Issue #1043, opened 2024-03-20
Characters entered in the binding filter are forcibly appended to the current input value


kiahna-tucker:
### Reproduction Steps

■ What you should do
Every line above should be output exactly as it stands.

■ Response to the exercise
Issue #1043, opened 2024-03-20
Characters entered in the binding filter are forcibly appended to the current input value


kiahna-tucker:
### Reproduction Steps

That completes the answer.